*Problem to solve*
Among the entries below, find how many lines carry the word "onto" and state only that figure.

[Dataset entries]

PR #2800, opened 2016-12-09
Use Transit to communication to Harmony

rap1ds:
The original plan was to send JSON to Harmony and back. However, since we have to send `Date`s and `UUID`s, it makes a lot of sense to use Transit for that. This PR makes the required changes to use Transit.

- [X] Generalize Transit converter: There are some Listing specific types and handlers in the `utils/transitImmutableConverter`. Thus, it's needed to:
  - [X] Move generic types (`Money` and `Distance`) to `types/types.js`
  - [X] Move listing specific types and handlers away from `utils/transitImmutableConverter`
  - [X] Don't create a singleton converter. Instead, expose a constructor which lets others to instantiate new converters with a little bit different set of handlers.
- [X] Change Harmony Proxy so that it doesn't necessarily encode/decode request/response
- [X] Use `UUID` type for props
- [X] Use Immutable JS when ever it makes sense

TODO

- [x] Test new Search page layout (I don't have local setup)

### DIFF
--- a/client/app/reducers/ManageAvailabilityReducer.js
+++ b/client/app/reducers/ManageAvailabilityReducer.js
@@ -1,9 +1,8 @@
 /* eslint-disable no-alert */
-import { Map, List } from 'immutable';
+import { Map, List, Range } from 'immutable';
 import moment from 'moment';
 import { isSameDay } from 'react-dates';
 import * as actionTypes from '../constants/ManageAvailabilityConstants';
-import _ from 'lodash';
 
 const initialState = new Map({
   isOpen: true,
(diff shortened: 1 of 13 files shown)


client/app/reducers/ManageAvailabilityReducer.js
```diff
@@ -45,25 +44,26 @@ const withChange = (state, action, day) => {
...
 
 const mergeNovelty = (state, novelty) => {
-  const blocks = splitRanges(ranges(novelty.blocks));
-  const bookings = splitRanges(ranges(novelty.bookings));
+  const blocks = splitRanges(ranges(novelty.get('blocks')));
+  const bookings = splitRanges(ranges(novelty.get('bookings')));
 
   return state.set('reservedDays', state.get('reservedDays').concat(bookings))
-       .set('blockedDays', state.get('blockedDays').concat(blocks));
+              .set('blockedDays', state.get('blockedDays').concat(blocks));
```
kpuputti: Maybe this PR is the  wrong place to fix this, but just commenting here that only adding the new bookings and blocks doesn't result in correct data. It should also remove existing bookings and blocks that are not relevant anymore.

PR #2070, opened 2017-08-12
Hiding team management UI when user is not authorized to manage the team

### LINKED ISSUE #1992: Team Management by Team Lead
Breaking this out from #1787 Itinerary Team Lead EPIC.  

I made the following comment:
>At the moment, the Team Lead can manage team membership including changing the Team Lead which I don't think is a good idea. The Team Lead should only be able to add and remove non-team lead members. 

IMO - this is a _business rule_ related question.  Thoughts?  Is this even an issue?

stevejgordon:
Fixes #1992 

- Added property on detail view model which will be used to hide/show the team management UI elements
- Set the property from the AuthorizableItinerary.CanManageTeamMembers value
- Update UI with conditional blocks to hide the team management UI elements when TeamManagementEnabled is false
- Added test to validate value is being set as expected.


MisterJames:
Thanks @stevejgordon, good side fixes, too, as always!

PR #2073, opened 2017-08-14
When register a user or organization account, TimeZoneId should be from user's local TimeZoneInfo instead of from config.json

JingWendyLiu:
- Replaced the user TimeZoneId retrieved from config.json:General:DefaultTiemZone with the user's TimeZoneInfo.Local.Id in Account and Admin Controller;
- Updated the corresponding unit tests.

### DIFF
--- a/AllReadyApp/Web-App/AllReady/Controllers/AccountController.cs
+++ b/AllReadyApp/Web-App/AllReady/Controllers/AccountController.cs
@@ -1,4 +1,5 @@
-﻿using System.Security.Claims;
+﻿using System;
+using System.Security.Claims;
 using System.Threading.Tasks;
 using AllReady.Areas.Admin.Controllers;
 using AllReady.Configuration;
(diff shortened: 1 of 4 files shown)


dpaquette:
Thanks for this @JingWendyLiu. Unfortunately, this will not work because `TimeZoneInfo.Local` represents the local timezone of the server process, not the local timezone of the user who made the request. In the case of the application running in Azure (or on most web hosting providers), that would be UTC. Using `TimeZoneInfo.Local` here works for developers running the application from Visual Studio because it will default new users to the developer's local time zone but it will not work for the hosted application in Azure, at least not in the way we would like it to.

AllReadyApp/Web-App/AllReady/Controllers/AccountController.cs
```diff
@@ -23,11 +24,11 @@ public class AccountController : Controller
     {
         private readonly UserManager<ApplicationUser> _userManager;
         private readonly SignInManager<ApplicationUser> _signInManager;
-        private readonly IOptions<GeneralSettings> _generalSettings;
         private readonly IMediator _mediator;
         private readonly IExternalUserInformationProviderFactory _externalUserInformationProviderFactory;
         private readonly IRedirectAccountControllerRequests _redirectAccountControllerRequests;
         private readonly string _externalCookieScheme;
+        private readonly TimeZoneInfo _timeZone = TimeZoneInfo.Local;
```
JingWendyLiu: Thanks for your time David. Sorry, my bad.  :( 
I'll wait for  the update on solution of solving the default timezone for a new account. Like implementing nodatime as you suggested in Slack.

dpaquette: No need to apologize. The DateTime and TimeZone code in AllReady is confusing and that is not your fault.

PR #2088, opened 2017-08-24
Added email sending to event and campaign manager invites

### LINKED ISSUE #1889: Send ManagementInvite Email to Invitee
Breakout from #1804

We should add a notification (Mediatr) and handler to support adding an email message onto the queue when an invite is sent. This should send the invitee the email, with a link to accept the invite. We should perhaps include an optional link to decline the invite?

We should also include details of where to register if they do not have an account already.

mk0sojo:
Added functionality to send email invite when creating a new campaign or event manager invite

closes #1889


mk0sojo:
closes #1889

AllReadyApp/Web-App/AllReady/Areas/Admin/Controllers/CampaignManagerInviteController.cs
```diff
@@ -68,15 +70,33 @@ public CampaignManagerInviteController(IMediator mediator, UserManager<Applicati
...
                     ModelState.AddModelError("InviteeEmailAddress", $"{invite.InviteeEmailAddress} is allready a manager for this campaign");
                     return View("Send", invite);
                 }
 
                 invite.CampaignId = campaignId;
                 var user = await _userManager.GetUserAsync(User);
-                await _mediator.SendAsync(new CreateCampaignManagerInviteCommand { Invite = invite, UserId = user.Id });
+                var inviteId = await _mediator.SendAsync(new CreateCampaignManagerInviteCommand { Invite = invite, UserId = user.Id });
+
+                await _mediator.PublishAsync(new SendCampaignManagerInvite
```
MisterJames: When publishing events, the event should be raised from where the action happened.  The event should be phrased as an event `SomethingHappened` and not a command `DoSomething`.  So just a couple of naming/location things to sort out.

As an example, if the event were named `CampaignManagerInvited` and raised from within the `CreateCampaignManagerInviteCommand` I think we'd be on track.

AllReadyApp/Web-App/AllReady/Areas/Admin/Controllers/EventManagerInviteController.cs
```diff
@@ -68,16 +70,33 @@ public EventManagerInviteController(IMediator mediator, UserManager<ApplicationU
...
                     ModelState.AddModelError("InviteeEmailAddress", $"{invite.InviteeEmailAddress} is allready a manager for this event");
                     return View("Send", invite);
                 }
 
                 invite.EventId = eventId;
                 var user = await _userManager.GetUserAsync(User);
-                await _mediator.SendAsync(new CreateEventManagerInviteCommand { Invite = invite, UserId = user.Id });
+                var inviteId = await _mediator.SendAsync(new CreateEventManagerInviteCommand { Invite = invite, UserId = user.Id });
 
+                await _mediator.PublishAsync(new SendEventManagerInvite
```
MisterJames: Moving events inside of the trigger that causes them prevents having to publish them from multiple locations.

MisterJames:
@mk0sojo Thanks for this PR!! Great work!

I added a couple of notes related to the location/naming of the events. I think it will also simplify a couple of your tests (i.e. you'll only have to test that the handler of the command publishes the event, and you won't have to test for it elsewhere). 

Typically in an commanding/eventing scenario we prefer to see the command that executes to raise the event, rather than relying on the caller of the command to do so. This prevents errors of omission later on, where someone would invoke a command but forget (or not know of the responsibility to) publish the event. 

Cheers!

mk0sojo:
Thanks for the comments @MisterJames .
The code has been updated.

MisterJames:
Great, thanks @mk0sojo !

PR #2098, opened 2017-08-31
Fix date field on edit campaign view

### LINKED ISSUE #2097: Start and end date validations and datepicker broken in edit campaign view
it's showing as a datetime field when it should be a date and showing both the bootstrap datepicker and what looks like a built in asp.net one

image

sdekok:
Input type was not set on start date and end date resulting in asp.net setting it to datetime-local which added validations that expected a time and it's own datepicker that conflicted with the bootstrap datepicker.

Fixed by setting the type to text.

Fixes #2097


sdekok:
@dpaquette, this is the pull request for the datepicker issue we discussed on slack

MisterJames:
Thanks @sdekok and @dpaquette !

Issue #2104, opened 2017-09-16
Make radio buttons and checkboxes great again


jgauffin:
The `.form-control` class is not intended to be used on radio buttons and checkboxes.
Thus they look not so great when the class is used.

jgauffin:
Pull request: #2105

MisterJames:
Closed via #2105

PR #2105, opened 2017-09-16
#2104 - Updated how checkboxes and radio buttons appear

jgauffin:
Added a specialization of the `form-control` css class so that it works for checkboxes and radio buttons too.


MisterJames:
@jgauffin got the build running here as well (seemed to be some stickiness with the bower process, just restarted build). Cheers!

Issue #2117, opened 2017-09-17
Use azure-functions to port legacy Web Jobs code


MisterJames:
The new functions project can be used to house the existing web jobs. The intent here is to deprecate the web jobs project and use the new functions project going forward. 

PRs for this should be targeted to `azure-functions`.

We will need to move:
 - `ProcessSmsQueueMessage`
 - `ProcessEmailQueueMessage`

This can be done independently of the build/deployments steps in #2086

MisterJames:
Closed with #2123

PR #2123, opened 2017-09-22
Port legacy WebJobs to Azure Functions

tony-ho:
Issue #2117 

Port existing `ProcessSmsQueueMessage` and `ProcessEmailQueueMessage` WebJobs to Azure Functions.

Consistency with the existing WebJobs has mostly been retained except for the following changes:
- Storage account application setting changed to `AzureWebJobsStorage` from `Data:Storage:AzureStorage` as this is the default setting for Function Apps
- Use Twilio output binding instead of REST client
ref: https://www.nuget.org/packages/Microsoft.Azure.WebJobs.Extensions.Twilio/1.0.0
- Use SendGrid output binding instead of Web transport
ref: https://www.nuget.org/packages/Microsoft.Azure.WebJobs.Extensions.SendGrid/2.0.0
- `Sendgrid` NuGet package updated to 8.0.5 as required by `Microsoft.Azure.WebJobs.Extensions.SendGrid`. Note: `Sendgrid` version 9.0.0 is not supported by `Microsoft.Azure.WebJobs.Extensions.SendGrid` version 2.0
- As a side effect of using the SendGrid output binding, the output mail message is constructed using the `SendGrid.Helpers.Mail.Mail` class instead of `SendGrid.SendGridMessage`
- Another side effect of using the SendGrid output binding is that authentication must be done using an API key instead of username/password. A new application setting `Authentication:SendGrid:ApiKey` has been added to accommodate this.

### DIFF
--- a/AllReadyApp/NotificationProcessing/NotificationProcessing.csproj
+++ b/AllReadyApp/NotificationProcessing/NotificationProcessing.csproj
@@ -3,7 +3,15 @@
     <TargetFramework>net461</TargetFramework>
   </PropertyGroup>
   <ItemGroup>    
-    <PackageReference Include="Microsoft.NET.Sdk.Functions" Version="1.0.0" />
+    <PackageReference Include="Microsoft.Azure.WebJobs.Extensions.SendGrid" Version="2.0.0" />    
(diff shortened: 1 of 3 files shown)


MisterJames:
@tony-ho brilliant! Thanks for this!  I'll review and merge in later today.

PR #2128, opened 2017-10-03
#2109 - Date picker on event page broken in responsive layout

### LINKED ISSUE #2109: Date picker on event page broken in responsive layout
Example from {rootUrl}/Event/9

Screenshot

dchristensen:
Fixes #2109 

This PR changes the CSS so that the `max-width` on form inputs is only applied to screens larger than 768px.  In smaller layouts form fields are stacked to preserve horizontal space, so we should be utilizing all of the screen anyway.

Below is a screenshot of the corrected layout:
Screenshot


MisterJames:
@dchristensen thanks so much for the explanation, issue reference and screen shot. This makes reviewing so much easier!

Issue #2148, opened 2017-10-05
Some validations issues at Form


sofilibi:
1.- Go to http://allready-test.azurewebsites.net/Account/Register
2.- Complete the form
![evidence_defect_form_validation_chrome](https://user-images.githubusercontent.com/4973956/31241074-61207878-a9c8-11e7-83dc-3d5ab49bf264.jpg)

3.- There are some missing validations, like: Name/last name should allow only alpha values
4.- Phone number text should allow only numbers

joro550:
Raised https://github.com/HTBox/allReady/pull/2160 for this issue

stevejgordon:
Closing as a PR was merged for this issue.

thelem:
This has been implemented differently to what is described above, see #2160 for details (the pull request mentioned looks to be a followup rather than the main changes)

PR #2160, opened 2017-10-13
#2148 - Adding regular expressions

joro550:
Altered the regular expression for first/last name
* Full disclosure I was wondering whether I needed to support spaces and hyphens (-) for double barreled names but seeing as the issues says "Name/last name should allow only alpha values" I thought I'd implement that and await feedback

Added regular expression to phone number
* Again full disclosure this does not account for the ++ area codes i.e. ++44 for uk, again issue states "Phone number text should allow only numbers"

Happy to change if this doesn't reflect what you want/need 

Thanks :)

### DIFF
--- a/AllReadyApp/Web-App/AllReady/ViewModels/Account/RegisterViewModel.cs
+++ b/AllReadyApp/Web-App/AllReady/ViewModels/Account/RegisterViewModel.cs
@@ -5,12 +5,12 @@ namespace AllReady.ViewModels.Account
     public class RegisterViewModel
     {
         [Required]
-        [RegularExpression(@"^(?!\W).+$", ErrorMessage = "The {0} should not contain any special characters.")]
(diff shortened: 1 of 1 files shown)


MisterJames:
Hi @joro550, I think you're onto something there.

I know folks named D'Arcy and Jenna-Rae and Renée and they'd be excluded here. I think we either have to be more inclusive, or explicitly exclusive.  

Here's another approach: https://regex101.com/r/qZ9uL9/1

`(.*?)\s([\wáâàãçéêíóôõúüÁÂÀÃÇÉÊÍÓÔÕÚÜ]+\-?\'?\w+\.*?$)`

We can use this on both first and last name.
For the phone number...what you have is great and we can update it as needed.

MisterJames:
Thanks again @joro550!

PR #2162, opened 2017-10-16
Fixing #2152 open the campaign info by default

### LINKED ISSUE #2152: StarWest Usability - Safety Kit Distribution Weekend - Campaign Info expand on load
As a User in the - Safety Kit Distribution Weekend - the Campaign Info field at the top should be expanded on load, to allow for visibility of where the user is in the site.

nemesv:
Fixes #2152

The `accordion` binding already supported the `openItem` option however there was a bug in the implementation which prevented to open the first element:

Because this condition evaluates to false when `openItem: 0`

*Result below*
2